US 11,853,908 B2
Data-analysis-based, noisy labeled and unlabeled datapoint detection and rectification for machine-learning
Shaikh Shahriar Quader, Scarborough (CA); Mona Nashaat Ali Elmowafy, Edmonton (CA); and Darrell Christopher Reimer, Tarrytown, NY (US)
Assigned to INTERNATIONAL BUSINESS MACHINES CORPORATION, Armonk, NY (US)
Filed by INTERNATIONAL BUSINESS MACHINES CORPORATION, Armonk, NY (US)
Filed on May 13, 2020, as Appl. No. 15/930,900.
Prior Publication US 2021/0357776 A1, Nov. 18, 2021
Int. Cl. G06N 5/04 (2023.01); G06N 20/20 (2019.01); G06N 7/01 (2023.01)

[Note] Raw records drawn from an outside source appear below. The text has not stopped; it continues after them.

PR #147, opened 2018-07-20
Target localhost by default if $PORT is set, closes #146.

### LINKED ISSUE #146: Better support clinic and 0x integration
We should be able to run:

```
0x --on-port 'autocannon /hello' -- node index.js
```

The `--on-port` on 0x adds a `PORT` env variable, and we can assume `localhost` as the address.
It should error if the `PORT` env variable is not available.

goto-bus-stop:
If the `$PORT` env variable is set, the URL defaults to
`localhost:PORT/path`. You can pass a bare path for the URL.

This allows doing:

    0x --on-port 'autocannon /path' -- node server.js

When an invalid URL is given, autocannon now logs an error and exits.
(`/path` without a `$PORT` is an invalid URL.)

It uses the URL API which was backported to Node 6.13.0, if lower
versions of Node 6 should be supported I can change it to use
`url.parse` and `url.format` instead.

### DIFF
--- a/autocannon.js
+++ b/autocannon.js
@@ -5,6 +5,7 @@
 const minimist = require('minimist')
 const fs = require('fs')
 const path = require('path')
+const URL = require('url').URL
 const help = fs.readFileSync(path.join(__dirname, 'help.txt'), 'utf8')
 const run = require('./lib/run')
 const track = require('./lib/progressTracker')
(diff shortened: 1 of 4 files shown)


autocannon.js
```diff
@@ -5,6 +5,7 @@
 const minimist = require('minimist')
 const fs = require('fs')
 const path = require('path')
+const URL = require('url').URL
```
mcollina: Can you throw an error if `URL` is not available?

mcollina:
🎉 !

CPC G06N 5/04 (2013.01) [G06N 20/20 (2019.01); G06N 7/01 (2023.01)] 18 Claims
OG exemplary drawing
 
1. A computer-implemented method comprising:
training a machine-learning model using a training dataset including both noisy labeled datapoints and unlabeled datapoints, the training comprising:
detecting, by one or more processors, noise in the training dataset, the detecting applying ensemble machine-learning and a generative model to the training dataset to detect noisy labeled datapoints in the training dataset, and to also create a clean dataset with preliminary labels added for the unlabeled datapoints in the training dataset;
generating a datapoint pool including the detected noisy labeled datapoints and the unlabeled datapoints of the training dataset; and
data-driven rectifying of one or more selected datapoints of the generated datapoint pool including the detected noisy labeled datapoints and the unlabeled datapoints of the training dataset, the data-driven rectifying including using, by the one or more processors, meta-data-driven active learning and the clean dataset to facilitate generating an active-learned dataset with true labels added for the one or more selected datapoints of the datapoint pool including the detected noisy labeled datapoints and the unlabeled datapoints of the training dataset; and
wherein training the machine-learning model further includes using, at least in part, the generated active-learned dataset in training the machine-learning model.